Jenny Diski wrote 11 novels and seven non-fiction books. She wrote 150 articles and 65 blog posts for the London Review of Books. She wrote about drugs, sex, and rock-n-roll; she also wrote about animals and train travel. She wrote historical fiction and memoir, and essays about literature and fashion. She wrote about her family, her loves, and in the last two years since her cancer diagnosis, she wrote about the life she lived. She wrote herself until the very end.
Jenny Diski died in April 2016 at the age of 68. Here are nine stories celebrating Diski and her work.
1. Jenny Diski’s End Notes (Giles Harvey, New York Times Magazine, June 2015)

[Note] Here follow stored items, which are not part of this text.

PR #283, opened 2018-12-28
Add cmdline save strategy

### LINKED ISSUE #60: [Bug] watch command resurrects without '-characters.
First of all, thank you for making this really awesome tool that I've been waiting for a long time now!
Also, I'm pretty new on Git(Hub) and as such I'm not sure how to report new issues (or feature requests for that matter). If you have a comment then please let me know how I could do things better next time :)

On to the situation:

After I've saved the session (only 1) and I tried to resurrect it, I found that in one of the panes the command `watch -n1 -d 'free -m; df -h'` was turned into `watch -n1 -d free -m; df -h` upon resurrection.

Also I've found that the htop pane had more space than previously, but I suppose that's material for another bug report?

Here's the [~/.tmux/resurrect/last and my .tmux.conf](https://gist.github.com/absorber/b4cbfcb560ea221633c0)

rummik:
This *should* offer a fix for #60 on the Linux-side of things.  Though, it is platform specific.

The `-r` parameter to `read` just tells it not to interpret backslash escapes, which is probably what should be used anyway.


scripts/restore.sh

Last July, when the English writer Jenny Diski was told she had inoperable lung cancer and, at best, another three years to live, she responded to the news characteristically — that is, in wry poor taste. “So,” she said, turning to her husband, the poet and academic Ian Patterson, “we’d better get cooking the meth.” The Poet — as Diski always refers to Patterson, with tender-ironic reserve, in her personal essays — was just about able to keep up his end of the morbid repartee that is the currency of their marriage: “This time we quit while the going’s good.” The oncologist and the nurse, apparently not watchers of “Breaking Bad,” looked on blankly.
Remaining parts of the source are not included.